- _What to produce_
Go through the material and copy each line in which the word "Thaumic" shows up.

- _Entries shown_
- - - - -

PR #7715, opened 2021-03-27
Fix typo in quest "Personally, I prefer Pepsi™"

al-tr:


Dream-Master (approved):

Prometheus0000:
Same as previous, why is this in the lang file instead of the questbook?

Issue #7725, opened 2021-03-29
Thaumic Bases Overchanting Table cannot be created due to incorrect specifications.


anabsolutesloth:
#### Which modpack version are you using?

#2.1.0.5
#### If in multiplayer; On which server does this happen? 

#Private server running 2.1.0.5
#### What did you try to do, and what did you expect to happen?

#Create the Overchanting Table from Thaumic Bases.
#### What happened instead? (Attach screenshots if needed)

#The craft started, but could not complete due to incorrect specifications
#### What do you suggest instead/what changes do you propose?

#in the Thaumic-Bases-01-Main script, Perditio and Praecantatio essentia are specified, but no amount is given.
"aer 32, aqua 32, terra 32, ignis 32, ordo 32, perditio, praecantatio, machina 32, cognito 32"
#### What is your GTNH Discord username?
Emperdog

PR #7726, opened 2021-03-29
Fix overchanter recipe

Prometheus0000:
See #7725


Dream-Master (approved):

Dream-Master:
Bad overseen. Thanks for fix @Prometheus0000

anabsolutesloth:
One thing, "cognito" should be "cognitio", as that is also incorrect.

- - - - -

- _Result_
Thaumic Bases Overchanting Table cannot be created due to incorrect specifications.
#Create the Overchanting Table from Thaumic Bases.
#in the Thaumic-Bases-01-Main script, Perditio and Praecantatio essentia are specified, but no amount is given.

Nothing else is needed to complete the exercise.